As AP informs, pianist and composer Joe Sample, a founding member of the genre-crossing Jazz Crusaders who helped pioneer the electronic jazz-funk fusion style, has died. He was 75. Sample died of complications due to lung cancer Friday evening at the MD Anderson Cancer Center in Houston, his manager, Patrick Rains, told The Associated Press on Saturday.
Rains said Sample's family was at his bedside.

Sample was "a seminal figure in the transition from acoustic to electronic music in the jazz field in the late '60s and early '70s" with his band, Rains said. The group, which later called itself The Crusaders, became a successful crossover act with such hits as the 1979 single and album "Street Life." A few years before that, they were the first instrumental band to tour with the Rolling Stones.
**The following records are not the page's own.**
PR #14898, opened 2023-09-13
Report projects

danidoni:
Follow-up on #14880 

Adds support for reporting projects from the left sidebar

image

### DIFF
--- a/src/api/app/views/webui/project/show.html.haml
+++ b/src/api/app/views/webui/project/show.html.haml
@@ -86,5 +86,8 @@
                                                               confirmation_text: "Please confirm deletion of the project '#{@project}'",
                                                               action: project_destroy_path(project: @project) })
 
+- if policy(Report.new(reportable: @project)).create?
+  = render ReportComponent.new(modal_id: 'report-project-modal', options: { object_type: 'Project', user: User.session })
+
 - content_for :ready_function do
   initializeDataTable('#inherited-packages-table');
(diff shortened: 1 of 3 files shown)


src/api/app/views/webui/project/show.html.haml
```diff
@@ -86,5 +86,8 @@
                                                               confirmation_text: "Please confirm deletion of the project '#{@project}'",
                                                               action: project_destroy_path(project: @project) })
 
+- if policy(Report.new(reportable: @project).create?
```
hennevogel, line 89: I think we should move this into `ReportComponent.render`..

src/api/.haml-lint.yml
```diff
@@ -18,6 +18,8 @@ linters:
     enabled: true
     exclude:
       - 'app/views/webui/users/new.html.haml'
+      # Workaround bug: Couldn't process the file for linting. NoMethodError: undefined method `each_node' for nil:NilClass
```
hennevogel, line 21: How are you tracking this "bug"?

danidoni: In the end it was not a bug. There was a syntax error somewhere else and the linter was choking on it

src/api/app/views/webui/project/show.html.haml
danidoni: Hm, yeah, I'll write a PR later to move the policy checks into the component. Works for you?

hennevogel: sure, where do you track this?

danidoni: Here: https://trello.com/c/lRN12PZK/31-move-the-policy-checks-inside-the-report-component

danidoni: Well, that check is controlling if the "button" to report content shows or not, so either we create a reporting button component and move the check there, or moving it inside the `ReportComponent.render` won't work...

danidoni: Alright, we'll move the one affecting the component

hennevogel (approved):

PR #14899, opened 2023-09-13
[backend] handle empty debian repo case

bugfinder:


bugfinder:
dropped for other solution from mls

Samples' songs were also sampled by hip-hop artists, including Tupac Shakur, who used "In All My Wildest Dreams" on his "Dear Mama."
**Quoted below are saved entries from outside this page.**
PR #14900, opened 2023-09-13
[dist] fix can not get full hostname in functions such as abc.site.com

YangMame:
`hostname -f` didn't show full hostname with "." such as abc.site.com, it'll shows abc, this will case vist problem

### DIFF
--- a/dist/functions.setup-appliance.sh
+++ b/dist/functions.setup-appliance.sh
@@ -143,12 +143,21 @@ function get_hostname {
   else
     TIMEOUT=30
     while [ -z "$FQHOSTNAME" -o "$FQHOSTNAME" = "localhost" ];do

Samples was a session player, too, working with artists including Marvin Gaye, B.B. King, Joni Mitchell, Steely Dan and Quincy Jones, according to a 2011 profile in the Houston Chronicle.

A native of Houston's Fifth Ward, he told the newspaper for a story two years later that music and the jazz tradition were different in Texas than anywhere else.

"Blues is like the white dust in the neighborhood from the oyster-shell streets, " he told the Chronicle. "It's a natural thing in this region. Certain things I can play with musicians from here that I cannot play with other musicians from Chicago or Seattle or Boston or New York. They simply do not feel it."